Gipsies, who every ill can cure,
Except the ill of being poor,
Who charms ’gainst love and agues sell,
Who can in hen-roost set a spell,
Prepared by arts, to them best known,
To catch all feet except their own,
Who as to fortune can unlock it,
As easily as pick a pocket.
Churchill.
We may smile, or coldly sneer,
The while such ghostly tales we hear,—
And wonder why they were believed,
And how wise men could be deceived:—
Bathing our renovated sight
In the free gospel’s glorious light,
We marvel it was ever night!
Mrs. Hale.
This present life seems full of mysteries;
The vulgar mind, to superstition prone,
In nature’s workings fearful omens sees,
And shrinks aghast from terrors of its own
Absurd imagining. Despotic is the power
Of ignorance; and thousands live in fear
And die unnumbered times before the hour
That Heaven has set to end their being here.
The trustful, quiet, mighty thinker seeks
The beautiful and simple orderings
Of the Great Former of created things,
And God to him in guiding accents speaks.
Still, in the dealings of the Lord with men,
Some things there are beyond our human ken.
Tam saw an unco sight!
Warlocks and witches in a dance;
Nae cotillon brent new frae France,
But hornpipes, jigs, strathspeys, and reels,
Put life an mettle in their heels.
A winnock bunker in the east,
There sat auld Nick, in shape o’ beast;
A towzie tyke, black, grim, and large,
To gie them music was his charge:
He screw’d the pipes and gart them skirl,
Till roof and rafters a’ did dirl.—
Coffins stood round like open presses,
That shaw’d the dead in their last dresses;
And by some devilish cantraip slight,
Each in its cauld hand held a light,—
By which heroic Tam was able
To note upon the haly table,
A murderer’s banes in gibbet airns;
Twa span-lang, wee, unchristen’d bairns;
A thief, new cutted frae a rape,
Wi’ his last gasp his gab did gape;
Five tomahawks, wi’ bluid red-rusted;
Five scimiters, wi’ murder crusted;
A garter, which a babe had strangled;
A knife, a father’s throat had mangled,
Whom his ain son o’ life bereft,
The gray hairs yet stack to the heft;
Wi’ mair o’ horrible and awfu’,
Which ev’n to name wad be unlawfu’.
Vervain.... Enchantment.
Vervain was employed by the ancients in various kinds of divinations.
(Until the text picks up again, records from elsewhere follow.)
PR #3183, opened 2023-07-17
Fixed localhost IP ban

### LINKED ISSUE #3172: Don't IP ban localhost

to reproduce:
1. Connect to an Owncast server running locally and make this account moderator.
2. Connect again using a separate browser or container tab.
3. Ban the second user.
4. Both users are banned.

Owncast makes IP bans by default, but we never need to ban localhost (127.0.0.1 or ::1).
Banning local users is sometimes useful for testing, but it shouldn't IP ban all local users.

mrsoong:
Fixes an issue described in #3172 by not enforcing IP bans on localhost (127.0.0.1 on ipv4 and ::1 on ipv6).

### DIFF
--- a/controllers/admin/chat.go
+++ b/controllers/admin/chat.go
@@ -164,12 +164,17 @@ func UpdateUserEnabled(w http.ResponseWriter, r *http.Request) {
 		disconnectedUser := user.GetUserByID(request.UserID)
 		_ = chat.SendSystemAction(fmt.Sprintf("**%s** has been removed from chat.", disconnectedUser.DisplayName), true)
 
+		localIP4Address := "127.0.0.1"
+		localIP6Address := "::1"
+
 		// Ban this user's IP address.
 		for _, client := range clients {
 			ipAddress := client.IPAddress
-			reason := fmt.Sprintf("Banning of %s", disconnectedUser.DisplayName)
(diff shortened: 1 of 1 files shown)


janWilejan:
This looks good to me. Thanks!

@gabek Does Owncast's backend really store IP addresses as human-readable strings? Is that common practice in go? I'd expect it to be parsed to something like `union {ipv4addr, ipv6addr}` in C or  `enum IpAddr` in rust

gabek:
An IP is either an ipv4 or an ipv6 address, so I guess I don't understand why you'd store an address as something other than a primitive type. If there's missing functionality or something isn't working we should certainly improve on it.

janWilejan:
There's nothing missing or broken about it per se, I just found it surprising. It looks like the recommended way to deal with IP address in go is `net.IP`: https://pkg.go.dev/net#IP . Maybe this should be fixed as part of the 0.2 refactor?

Also, this discussion isn't really about this PR in particular, so i'm gonna merge.

<blockquote><div><strong><a href="https://pkg.go.dev/net#IP">net package - net - Go Packages</a></strong></div><div>Package net provides a portable interface for network I/O, including TCP/IP, UDP, domain name resolution, and Unix domain sockets.</div></blockquote>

They ascribed to it a thousand properties, and, among others, that of reconciling enemies. Whenever the Romans sent their heralds to offer peace or war to nations, one of them always carried a sprig of Vervain. The Druids, both in Gaul and Britain, regarded the Vervain with the same veneration as the misletoe, and offered sacrifices to the earth before they cut this plant in spring, which was a ceremony of great pomp. Though the Druids and their religion have passed away, the Vervain is still the plant of spells and enchantment. In the northern provinces of France, the shepherds gather it with ceremonies and words known only to themselves, and express its juices under certain phases of the moon. They insist that this plant enables them to cure their ailments, and to cast a spell on their daughters and cattle, by which they can make them conform to their wishes.